Operating Cash Flow (FY25)RMB 11.08 billion

Accelerating. Up from RMB 9.34 billion in 2024. This record cash generation is the ultimate bright spot in the report, proving that despite rising delinquencies, the core cash-collection engine of the business remains highly functional and supports the massive capital return program.

Sales and Marketing Expenses (25Q4)RMB 550.6 million

Decelerating sequentially from RMB 664.8 million in Q3. Management explicitly cited a 'prudent approach to overall customer acquisition' under a rapidly changing market environment. They are pulling back on growth spend to protect the balance sheet.

Guidance

26Q1 Net IncomeRMB 830 - 880 million

Decelerating. The midpoint of RMB 855 million represents a devastating 52.5% YoY decline compared to 25Q1's RMB 1,800.2 million. Management blames persistent macro uncertainty and regulatory pressure, signaling that the pain felt in Q4 will deepen in early 2026.

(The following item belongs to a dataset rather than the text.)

PR #2038, opened 2026-07-31
Edited CRD for clarity and to remove "Custom"

kdockser:
Most commercial RTL features implementation use M-mode 1.13 as a base and add custom features which is allowed (even expected). It is common that these implementations need to make changes to Open-SBI. Calling these custom doesn't differentiate as this type of "custom" is the norm. It is less confusing to call the implementation specific.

26Q1 Non-GAAP Net IncomeRMB 900 - 950 million

Decelerating. Follows the exact same trajectory as GAAP net income, dropping significantly from both prior year and sequential levels, underscoring that the earnings recession is driven by core operations (provisions and mix shift), not one-time non-cash adjustments.

Key Questions

Capital-Light Viability

With Platform Services revenue crashing 58%, is the capital-light model permanently impaired by new industry regulations, or is this a temporary cyclical pullback by institutional partners?

International Expansion Capital Allocation

You mentioned expanding into developing markets and acquiring local credentials. How much capital is earmarked for this international push in 2026, and which specific regions are being targeted?

Asset Quality Stabilization

Management noted that risk tightening measures started to show 'marginally favorable results in recent months' for new loans. What specific leading indicators are giving you confidence, and when do you expect the 90-day delinquency rate to peak?